Good morning. On behalf of our team at the Cornell Lab of Ornithology, the hundreds of partner organizations around the world—including Birds Canada and Québec Oiseaux, who manage eBird regionally—and the millions of people who participate in the project, I'd like to thank the committee for inviting me to discuss citizen science and eBird.
The world is at the cusp of a biodiversity crisis. It's a crisis that's entangled with climate change, human health and well-being, and our need for strong economies and long-term sustainability. To best address these challenges requires data—lots of data. Information needs to be precise and relevant at global, national, provincial and local scales. Our information needs will always outstrip the resources and funding we have available to hire professional scientists in data collection. Citizen science provides the best mechanism to gather these data.
Why birds? Birds are found all over the planet. Many species require specific habitats, resources and environmental conditions. They're excellent indicators of natural systems and ecosystems. People around the world love birds. This means they're eager to participate in data collection, particularly when the right incentives are there. They're also generally receptive to using these data in decision-making. There's now more information available on the distribution, abundance, status and trends of birds than any other taxonomic group.
It's the union of these two ideas, birds and citizen science, that gave rise to eBird. People know a lot about what's happening in their backyards. They know what's happening on their farms. They know what's happening in their forests. However, that information isn't always available to decision-makers. That gap between local knowledge and decision-makers leads to a lot of problems that you're all familiar with.
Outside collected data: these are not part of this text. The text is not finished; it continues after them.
PR #737, opened 2024-05-20
chore: move theme switch to full stack component

lsbyerley:
If merged, this PR moves the theme switch component out of root and into it's own full stack component.

I have made this change in my own codebase after coming across https://www.epicweb.dev/full-stack-components and in an effort to reduce bloat in the root file. If this change is not wanted, feel free to close :)

## Test Plan

Functionality and display of the theme switch component should not change.

## Checklist

- [ ] Tests updated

You can think of eBird as a solution for bridging that gap. Our challenge is to figure out how to reward the contribution of local knowledge to provide structure to these data so that they can be used to answer questions and have the most impact. Then it's to archive, freely share and power new data-driven approaches to science, conservation and education. Said another way, we meet local communities where they are and work with them to codevelop technology to drive global impact.
Now eBird has grown into one of the largest biodiversity-related science projects in the world, with more than 225 million bird sightings last year alone and more than 1.4 billion records. Last year alone, one in 40 people in Canada visited the eBird website. To date, eBird data have been downloaded nearly a quarter of a million times. They've been incorporated into more than 550 scientific peer-reviewed publications.
The power of these data is beyond anything that I think we would have imagined when we began this project. It's unprecedented and powerful.
The background material that I provided shows some examples of this. We're now able to see where birds are across the planet literally every week of the year. That allows us precision to target action that meets multiple needs.
These data products from eBird now power conservation around the world, from local land trusts to federal policy, from action plans aimed at individual species to corporate sustainable agriculture policies. These data also increase engagement in understanding birds, as eBird powers Merlin, a bird identification app that we also manage at the lab of ornithology. It has more than five million users, including over 100,000 every month last year in Canada.
It's important to emphasize that the foundation for all of this work began with federal funding, particularly in the U.S. with the National Science Foundation and NASA. Federal support has been incredibly important for the early stages development of both of these projects—eBird and Merlin—in research for how to develop new machine learning and statistical approaches to model and understand these data, and also the long-term support of our cyber-infrastructure.
Thank you very much. I look forward to answering any questions.